PROBLEM: Show only those lines of the entries where the string "merged" is found.

DATA EXTRACT:
PR #677, opened 2017-04-27
Fix attributes diff on DOM node

dmail:
### Expected behaviour 

Diff should remove attributes when they are no longer present in the next html state (see [unit test](https://github.com/developit/preact/compare/master...dmail-fork:master?expand=1#diff-a1195645838de4f080fcb358b5132a4cR499))

### Actual behaviour

It behaves as expected when the merged node is created using `h`.
It preserves removed attributes when the merged node comes from the DOM.

### Possible solutions

- I suggest to approve this pull request :)

### DIFF
--- a/src/vdom/diff.js
+++ b/src/vdom/diff.js
@@ -121,8 +121,16 @@ function idiff(dom, vnode, context, mountAll, componentRoot) {
 
 
 	let fc = out.firstChild,
-		props = out[ATTR_KEY] || (out[ATTR_KEY] = {}),
+		props,
 		vchildren = vnode.children;
+
+	if (out[ATTR_KEY]) {
+		props = out[ATTR_KEY];
+	}
+	else {
+		props = out[ATTR_KEY] = {};
+		for (let a=out.attributes, i=a.length; i--; ) props[a[i].name] = a[i].value;
+	}
 
 	// Optimization: fast-path for elements containing a single TextNode:
 	if (!hydrating && vchildren && vchildren.length===1 && typeof vchildren[0]==='string' && fc!=null && fc.splitText!==undefined && fc.nextSibling==null) {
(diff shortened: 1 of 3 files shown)


src/vdom/diff.js
```diff
@@ -124,6 +124,8 @@ function idiff(dom, vnode, context, mountAll, componentRoot) {
 		props = out[ATTR_KEY] || (out[ATTR_KEY] = {}),
 		vchildren = vnode.children;
 
+	for (let a=out.attributes, i=a.length; i--; ) props[a[i].name] = a[i].value;
```
developit: we'll need to wrap this in a check for props. If the propcache already exists on an element, skipping attribute checks is a fairly major performance gain.

developit: I'm fine doing this post-merge if you want.

dmail:
@developit code updated to loop over attributes only when not cached : https://github.com/developit/preact/pull/677/files#diff-a0896fa5d65b1d80ca4d496badbae50fR127

src/vdom/diff.js
```diff
@@ -123,9 +123,17 @@ function idiff(dom, vnode, context, mountAll, componentRoot) {
...
 	let fc = out.firstChild,
-		props = out[ATTR_KEY] || (out[ATTR_KEY] = {}),
+		props,
 		vchildren = vnode.children;
 
+	if (out[ATTR_KEY]) {
+		props = out[ATTR_KEY];
+	}
+	else {
+		props = out[ATTR_KEY] = {};
```
developit: I'll probably consolidate this post-merge, but it's good!

dmail:
Hi @developit, is there a planned release with this fix ?

developit:
Yup, 8.2 out soon.

timmywil:
@developit would love that release!

developit:
Me too, heh.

RESPONSE TO THIS EXERCISE:
It behaves as expected when the merged node is created using `h`.
It preserves removed attributes when the merged node comes from the DOM.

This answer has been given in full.